Saturday, 7 August 2010

Review: Inception

Yes, as late as it is, I thought perhaps a review of Christopher Nolan's latest epic would be well received a few weeks after its initial release. It gave me time to reflect and decide whether I in fact appreciated everything that encapsulates Inception, or if I was merely dragged along in the media hype and global success it has achieved. Or it might just be the fact I have been too busy with work and various other things to sit down and blog it. Either way I'm sure you will thank me.

The trailers excited me. The posters intrigued me, as did the fact Leo (probably my favourite actor of the past decade) was the central protagonist, especially after a string of notable performances since the turn of the century (The Departed, Blood Diamond, Shutter Island). Hell, the hype excited me too and whilst I got a little bored of hearing a new film by the bloke who did Batman, the thought of what Inception could be, made me feel like a child on his way to Disney World.

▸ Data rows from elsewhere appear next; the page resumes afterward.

PR #27, opened 2018-07-10
Added swagger

dujfalusi:
#26


src/main/java/eu/execom/hawaii/security/SecurityConfiguration.java
```diff
@@ -6,26 +6,26 @@
...
         .and()
-        .logout()
-        .invalidateHttpSession(true)
-        .deleteCookies("JSESSIONID")
-        .logoutSuccessUrl("http://localhost:3000/")
-        .permitAll();
+          .logout()
+          .invalidateHttpSession(true)
+          .deleteCookies("JSESSIONID")
+          .logoutSuccessUrl("http://localhost:3000/")
```
stanislavgrujic: Could you please create a story to extract this value as a parameter, since it will not work on production environment?

PR #32, opened 2018-07-13
B feature/add public holiday service

dujfalusi:


src/main/java/eu/execom/hawaii/service/PublicHolidayService.java
```diff
@@ -0,0 +1,68 @@
...
+  /**
+   * Retrieves a publicHoliday with a specific id.
+   *
+   * @param id the PublicHoliday id.
+   * @return the PublicHoliday.
+   * @throws EntityNotFoundException if a publicHoliday with given id is not found.
+   */
+  public PublicHoliday getById(Long id) {
+    return publicHolidayRepository.findById(id).orElseThrow(EntityNotFoundException::new);
+  }
```
luinnarn: No need to use `findById(id)`, you can use `getOne(id)`, it throws `EntityNotFoundException`.

src/main/java/eu/execom/hawaii/service/TeamService.java
```diff
@@ -24,17 +26,18 @@ public TeamService(TeamRepository teamRepository) {
...
-   * @param id Team id
-   * @return Team with provided id if exists
-   * @throws EntityNotFoundException if a team with given id is not found
+   *
+   * @param id Team id.
+   * @return Team with provided id if exists.
+   * @throws EntityNotFoundException if a team with given id is not found.
    */
   public Team getById(Long id) {
     return teamRepository.findById(id).orElseThrow(EntityNotFoundException::new);
```
luinnarn: See comment above.

src/main/java/eu/execom/hawaii/service/LeaveProfileService.java
```diff
@@ -24,7 +26,7 @@ public LeaveProfileService(LeaveProfileRepository leaveProfileRepository) {
   /**
    * Retrieves a list of all leave profiles from repository.
    *
-   * @return a list of all leave profiles
+   * @return a list of all leave profiles.
    */
   public List<LeaveProfile> getAll() {
     return leaveProfileRepository.findAll();
```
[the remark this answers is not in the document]
dujfalusi: The idea at the first was to have all leave profiles for management by the client. But after discussion this is not a good idea, we will separate get all active and get all inactive... So this will be fixed.

src/main/java/eu/execom/hawaii/service/LeaveProfileService.java
```diff
@@ -33,9 +35,9 @@ public LeaveProfileService(LeaveProfileRepository leaveProfileRepository) {
   /**
    * Retrieves a leave profile with a specific id.
    *
-   * @param id Leave profile id
-   * @return Leave profile with provided id if exists
-   * @throws EntityNotFoundException if a leave profile with given id is not found
+   * @param id Leave profile id.
+   * @return Leave profile with provided id if exists.
+   * @throws EntityNotFoundException if a leave profile with given id is not found.
```
sugrinov: Should we document `Exceptions` not handled by us?

sugrinov: Anyway it's probably documented the same on other Services so I guess it can stay as it is.

dujfalusi: Not necessary to stay because already documented on another place where is throws...

src/main/java/eu/execom/hawaii/service/PublicHolidayService.java
```diff
@@ -0,0 +1,68 @@
...
+  public PublicHoliday getById(Long id) {
+    return publicHolidayRepository.getOne(id);
+  }
+
+  /**
+   * Retrieves all publicHolidays.
+   *
+   * @return a list of publicHolidays.
+   */
+  public List<PublicHoliday> getAll() {
```
sugrinov: Could you rename this to `findAll`?

dujfalusi: This is already discussed earlier, but now will be changed... because have more sense to be findAll if use findAll.

PR #34, opened 2018-07-16
B feature/leave type management

luinnarn:
#33


src/main/java/eu/execom/hawaii/dto/AbsenceDto.java
```diff
@@ -0,0 +1,39 @@
...
+  private boolean active;
+  private boolean deducted;
+
+  public AbsenceDto(Absence absence) {
+    this.id = absence.getId();
+    this.name = absence.getName();
+    this.comment = absence.getComment();
+    this.active = absence.isActive();
+
+    if (absence instanceof Leave) {
```
sugrinov: Since you are extending the abstract class `Absence` maybe you could also create an abstract method (something like getAbsenceType) which would return the type of absence? And then you could do something like
`this.absenceType = absence.getAbsenceType()` instead of checking instances.

src/main/java/eu/execom/hawaii/model/absence/Absence.java
```diff
@@ -21,6 +23,10 @@
 
   private static final long serialVersionUID = -3525779850487542671L;
 
+  @Column(name = "absence_type", insertable = false, updatable = false)
+  @Enumerated(EnumType.STRING)
+  private AbsenceType absenceType;
```
sugrinov: I meant an abstract method but I guess this is ok too :laughing: . Reason for an abstract method was because it forces you to implement it in it's child classes and this makes less room for mistakes.

luinnarn: This simply gets the automatically generated values from the discriminator column.

src/main/java/eu/execom/hawaii/dto/AbsenceDto.java
```diff
@@ -0,0 +1,32 @@
...
+
+import eu.execom.hawaii.model.absence.Absence;
+import eu.execom.hawaii.model.absence.AbsenceType;
+import eu.execom.hawaii.model.absence.Leave;
+import lombok.Data;
+
+import static eu.execom.hawaii.model.absence.AbsenceType.LEAVE;
+
+@Data
+public class AbsenceDto {
```
sugrinov: Will this serialize without `NoArgsConstructor`?

dujfalusi:
Could you please add tests for the service layer?

src/main/java/eu/execom/hawaii/service/AbsenceService.java
```diff
@@ -0,0 +1,66 @@
...
+
+  @Autowired
+  public AbsenceService(AbsenceRepository absenceRepository) {
+    this.absenceRepository = absenceRepository;
+  }
+
+  /**
+   * Retrieves a list of all Absence types from repository.
+   *
+   * @return a list of all Absence types
```
dujfalusi: Please add dots everywhere on the end of the sentence.

src/main/java/eu/execom/hawaii/model/absence/Absence.java
luinnarn: From projectlombok.org:

> @RequiredArgsConstructor generates a constructor with 1 parameter for each 
> field that requires special handling. All non-initialized final fields get a parameter, 
> as well as any fields that are marked as @NonNull that aren't initialized where 
> they are declared. 

Since there are no final or `@NonNull` annotated fields, this basically generates a `NoArgsConstructor`.

src/main/java/eu/execom/hawaii/dto/AbsenceDto.java
luinnarn: From projectlombok.org:

> @RequiredArgsConstructor generates a constructor with 1 parameter for each 
> field that requires special handling. All non-initialized final fields get a parameter, 
> as well as any fields that are marked as @NonNull that aren't initialized where 
> they are declared. 

Since there are no final or `@NonNull` annotated fields, this basically generates a `NoArgsConstructor`.

PR #37, opened 2018-07-19
B feature/request leave

dujfalusi:


src/main/java/eu/execom/hawaii/service/AbsenceService.java
```diff
@@ -63,4 +67,10 @@ public void delete(Long id) {
     absenceRepository.deleteById(id);
   }
 
+  private void checkIsAbsenceLeave(Absence absence) {
+    if (absence.getAbsenceType().equals(AbsenceType.LEAVE)) {
```
sugrinov: What if `absenceType` is null? Maybe it cannot be `null` in this case but it is best practice to always check against a literal (`ENUM`, `constants`, etc) rather then the field itself `AbsenceType.LEAVE.equals(absence.getAbsenceType())`

sugrinov: Also what do you think about moving the comparison directly into the setter?

luinnarn: Another option is a method in the Absence class:
`boolean isLeave() { return AbsenceType.LEAVE.equals(this.absenceType) }`

src/main/java/eu/execom/hawaii/service/AbsenceService.java
```diff
@@ -63,4 +67,10 @@ public void delete(Long id) {
...
+      absence.setDeducted(true);
+    }
```
luinnarn: Not all absences of type `LEAVE` are deducted...

src/main/java/eu/execom/hawaii/service/RequestService.java
```diff
@@ -0,0 +1,97 @@
...
+  public Request save(Request request) {
+    checkUserWithApprover(request);
+    return requestRepository.save(request);
+  }
+
+  private void checkUserWithApprover(Request request) {
+    if (request.getUser().getId().equals(request.getApprover().getId())) {
+      throw new ApproverException();
+    }
+  }
```
luinnarn: Can this situation actually ever happen? Isn't an approverId set only after one of the possible approvers for the user's team actually approves the request? A team can have multiple approvers, none of which can belong to the given team, which effectively aliminates such a possibility...

PR #40, opened 2018-07-20
Implemented session management

luinnarn:


src/main/java/eu/execom/hawaii/api/controller/SignInController.java
```diff
@@ -56,7 +63,13 @@ public SignInController(UserService userService) {
     Authentication authentication = new PreAuthenticatedAuthenticationToken(user, null, authorities);
     SecurityContextHolder.getContext().setAuthentication(authentication);
 
-    return new ResponseEntity<>(HttpStatus.OK);
+    String sessionToken = tokenStore.createToken(user);
+
+    HttpHeaders headers = new HttpHeaders();
+    headers.add(AUTHENTICATION_TOKEN_KEY, sessionToken);
+    headers.add("role", user.getUserRole().name());
```
sugrinov: Why are you sending role in a header? Wouldn't it be better (and easier for frontend devs) to just send the user (needed info such as role, name, etc.) back as response body?

luinnarn: This will be changed once the frontend side is implemented.

sugrinov: Then create an issue for this.

PR #142, opened 2019-01-08
B-fix/pom_fix

JonathanTolic:
plantuml version fix


stanislavgrujic:
Please try to use more expressive commit messages (what was changed in the file) in the future.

I would like to make it clear now that I was not left disgruntled, nor let down, nor disappointed in any way whatsoever. Inception is simply breathtaking. It was pleasing in every way.

An original and creative plot was arguably the films strongest aspect. Much like Memento, it maintains your attention, draws you in and grips you for its entirety. You will be asking questions, and, surprisingly it resolves such discrepancies as the plot develops, thus never leaving you bewildered. Matched by the strength of the cast, Di Caprio puts in a strong performance as protagonist Cobb. Not only does he drive the excellently paced narrative, but is accompanied by a selection of quality supporting roles, with the likes of Tom Hardy, Michael Caine and Joseph Gordon-Levitt, which made Inception compelling and a real pleasure to watch.

The premise; amidst a sci-fi future world where people are hooked up to enter and manipulate one another's dreams, Cobb has a questionable reputation exploiting said technology and uses his expertise for morally ambiguous intentions for equal minded individuals. A particular job Cobb undertakes is the focus of the main story, which appears simple enough, thus allowing the premise intricacies and definition of the idea of  inception to be explored.

Never is it boring. Certainly thrilling, especially towards its climax, Nolan has followed up to his Batman sequel flawlessly, living up to all expectations, making arguably an even more impressive motion picture than The Dark Knight.

Instantly I am left wanting more and cannot wait to see it again. All that is left to do is, at the earliest opportunity, watch it again, and again and probably a few more times over the coming years and place Inception comfortably into my elite collection beside the likes of Goodfellas and The Departed.